Verify that a published Pulumi provider is usable from its SDK for a particular platform.

This action performs a simple preview operation of a program having installed the specified SDK version. This can be executed in Linux, Mac and Windows environments to ensure cross-platform builds work correctly.

Usage

- uses: pulumi/verify-provider-release@v1
  with:
    # The runtime to test against. One of `nodejs`, `python`, `dotnet`, `go` or `java`.
    runtime: 'nodejs'
    # Path to a Pulumi program to use for the test.
    directory: examples/simple-nodejs
    # The name of the provider (excluding the publisher prefix)
    provider: xyz
    # The version of the provider to be tested.
    providerVersion: '1.0.0'
    # The version of the package to be tested. Defaults to `providerVersion`
    # if not set.
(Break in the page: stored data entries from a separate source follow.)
PR #14992, opened 2025-10-23
[ADD] Fleet: Add reporting doc

larm-odoo:
No doc currently exists for this.

Original [task card](https://www.odoo.com/odoo/project/3835/tasks/4928588) for this PR.


larm-odoo:
Hi @Felicious - this is the LAST Fleet doc that needed to be created =)

content/applications/hr/fleet/cost_analysis.rst
```diff
@@ -0,0 +1,89 @@
...
+To view the *Cost Analysis Report*, navigate to :menuselection:`Fleet app --> Reporting --> Costs`.
+The default report shows a bar chart of service and contract costs for the current year, organized
+by month.
+
+.. image:: cost_analysis/cost-analysis.png
+   :alt: The default cost analysis report showing contract and service costs.
+
+In this report, it is possible to determine that June had the highest total costs, with almost
+$14,000 dollars in contract and repair costs, while January had the lowest costs, with less than
+$2,000 of contract costs and no repairs.
```
Felicious: what do you think about putting this in an example admonition block, since the user probably wouldn't see the same figures? I won't force you to do it, since i think your paragraph is written in a tone that sounds theoretical, so it's fine out here on its own

content/applications/hr/fleet/cost_analysis.rst
```diff
@@ -0,0 +1,89 @@
...
+To view these metrics, open the default :ref:`cost analysis report <fleet/total-costs>`. Next, click
+into the search bar, and click :guilabel:`Vehicle` under the :icon:`oi-group` :guilabel:`Group By`
+column.
+
+.. image:: cost_analysis/by-vehicle.png
+   :alt: The cost analysis report showing annual costs by vehicle.
+
+From this report, it can be determined the `Toyota Corolla` with the license plate `STU-1718` cost
+the most, with almost $14,000 in costs for the year. Additionally, the both `Nissan Micro` vehicles
+and the `Ford Focus` cost the least, with under $5,000 in total costs each.
```
Felicious: on the other hand, the content here sounds more like it's referring to the image so I think we should put the example block here

content/applications/hr/fleet/cost_analysis.rst
```diff
@@ -0,0 +1,89 @@
...
+:guilabel:`Variation` column, showing increases or decreases in costs from the third and fourth
+quarter of the current year.
+
+.. image:: cost_analysis/detailed-costs.png
+   :alt: A pivot table with a detailed cost comparison between the current and previous year.
+
+In this example, it can be determined that the `Ford Focus` had the greatest change in terms of
+lowered total costs, with a 75.25% reduction in costs. Additionally, the `Nissan Micro` with the
+license plate of `DEF-456` was the only vehicle with an overall increase in total costs, with an
+increase of 41.78%.
```
Felicious: example? (:

content/applications/hr/fleet/cost_analysis.rst
larm-odoo: I was struggling with this doc, because the info you get by default is very bare-bones, so I had to think of something to write! These examples I thought were good, but since the bulk of it was "an example" I kept it in the "main body" of the section so it wasn't too small! But I do agree, they ARE exaples- but the whoel sections seem to be =D

larm-odoo:
@robodoo r+

larm-odoo:
@robodoo r+

Felicious:
@robodoo r+

Felicious:
@robodoo delegate=larm-odoo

This must be set for Go because its versions are always a
    # different format to the provider's.
    packageVersion: '1.0.0'
    # Template to generate the go module to be used.
    # Available template fields: `{publisher}`, `{provider}`, `{moduleVersionSuffix}`
    # {moduleVersionSuffix} is calculated from the provider version e.g. "/v2"
    # Defaults to: `github.com/{publisher}/pulumi-{provider}/sdk{moduleVersionSuffix}`
    goModuleTemplate: 'github.com/{publisher}/pulumi-{provider}/sdk{moduleVersionSuffix}'

Development Setup

  1. 🛠️ Install the dependencies

    npm install
  2. 🏗️ Package the TypeScript for distribution

    npm run bundle
  3. ✅ Run the tests

    $ npm test
    
    PASS  ./index.test.js
      ✓ throws invalid number (3ms)
      ✓ wait 500 ms (504ms)
      ✓ test runs (95ms)
    
    ...

Publishing a New Release

  1. Create a GitHub release specifying a new tag (e.g. v1.2.3) & generating release notes. This helps to communicate improvements and keep a record of significant changes. We MUST follow semantic versioning - only major versions can have breaking changes.

  2. Fast-forward the major version branch (e.g. v1) to the latest commit on the main branch and push it. This is used to let our projects pin to just the major versions and automatically recieve non-breaking changes.